▶ **PROBLEM DETAILS**:
All of the data below is to be copied exactly.

▶ **RAW DATA**:
PR #290, opened 2019-01-31
Fix only 8 channels saved correctly in first recording

ethanbb:
This fixes a recently-introduced bug where, after starting the GUI, the first recording only saves the first 8 channels correctly; any channels that are selected for recording but are not one of the first 8 _total_ channels are saved as all zeros. After the first recording, if the number of channels sent to the `RecordNode` increases by adding processors to the signal chain, these new higher-numbered channels are also not recorded properly during the first recording when they are in the signal chain.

▶ **REPLY**:
PR #290, opened 2019-01-31
Fix only 8 channels saved correctly in first recording

ethanbb:
This fixes a recently-introduced bug where, after starting the GUI, the first recording only saves the first 8 channels correctly; any channels that are selected for recording but are not one of the first 8 _total_ channels are saved as all zeros. After the first recording, if the number of channels sent to the `RecordNode` increases by adding processors to the signal chain, these new higher-numbered channels are also not recorded properly during the first recording when they are in the signal chain.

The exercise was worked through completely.